--- Data supplied Enclosed Below ---
PR #5501, opened 2022-05-09
convert to markdown and sync with english version for WebAssembly

yin1999:
This document does has any heading element, so the BCD is shown in wrong place. Fixes this by add heading element.

But I'm not very familiar with traditional Chinese, so I haven't translated the `API 參考` section. **Help wanted on this section.**


irvin:
> But I'm not very familiar with traditional Chinese, so I haven't translated the `API 參考` section. **Help wanted on this section.**

it's ok to leave it for other people to fix in future

PR #5581, opened 2022-05-11
Replace all remaining {{(m)anch}} calls with anchor tags

### LINKED ISSUE #4614: Replace {{anch}} macro with Markdown links
Over in https://github.com/mdn/content/pull/13802 , @queengooborg replaced all usages of the [`{{anch}}`](https://github.com/mdn/yari/blob/main/kumascript/macros/anch.ejs) macro with Markdown links.

If we could remove it from translated-content as well, we could remove the macro code from Yari.

@queengooborg used a script to do this which you can see at https://github.com/mdn/content/pull/13802 (I think this is the latest version isn't it?) and which I think should work with translated content?

queengooborg:
This PR fixes #4614 by removing all remaining calls to the now-deprecated `{{anch}}`  and `{{manch}}` macros and replacing them with anchor tags or Markdown links, using the script from https://github.com/mdn/content/pull/13802.

Note: this is a scripted change.  I'm more than happy to separate this into each individual language and/or category to make review easier!


yin1999:
I found there is one file that has been changed in this pr for `l10n-zh`, and the anch seems not match with `id` in this document. If that's ok to undo this change, I'd like to deal with it manually.

queengooborg:
Of course, @yin1999!  I've reverted the change to that file now!

queengooborg:
I decided that it would be better for reviewers and fellow contributors to keep the scope of this PR down to each language, so I'm going to close this PR and split it up!

yin1999:
> Of course, @yin1999! I've reverted the change to that file now!

I've created #5594 to resolve it.😘

PR #5584, opened 2022-05-12
Fix <a> inside last <h2> and remove invisible characters

carlossgabriel:
Inside the code, i found invisible characters that shouldn't be used, so my contribution just aims to replace them by normal spaces aside the minor fix in the last `<h2>`, where all the links should be inside the `<a>` tag


carlossgabriel:
Hi, @nathipg 
I've fixed some minor things on the page related to invisible characters and some misplaced `<a>` tags.

But as I was looking through the repository pull requests, I realised that almost all pull request with @josielrocha as reviewer are opened and without conclusion.

I wonder if you could change the reviewer to someone more active.

josielrocha (approved):

josielrocha:
Obrigado pela contribuição @carlossgabriel!

PR #5610, opened 2022-05-12
Remove {{obsolete_header}} from fr

cw118:
I excluded orphaned pages since those will be dealt with in the "cleanup orphaned" PRs (I will try to review them soon :)). For conflicting pages with this macro, I decided to create #5611.

Some pages were deleted because they don't exist in en-US, and I didn't find any redirects for them either.


SphinxKnight (approved):
Merci @cw118 :)

PR #14907, opened 2023-08-04
fix(lint-staged): markdownlint and prettier can race on md files

yin1999:
### Description

Synchronize script changes from upstream.

upstream changes: mdn/content#28306


LeoMcA (approved):
thanks for porting this over!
--- End of Enclosed Data supplied ---
> Work instructions: If a line in the records contains the string "very", copy it out.

> Solution to the exercise:
But I'm not very familiar with traditional Chinese, so I haven't translated the `API 參考` section. **Help wanted on this section.**
> But I'm not very familiar with traditional Chinese, so I haven't translated the `API 參考` section. **Help wanted on this section.**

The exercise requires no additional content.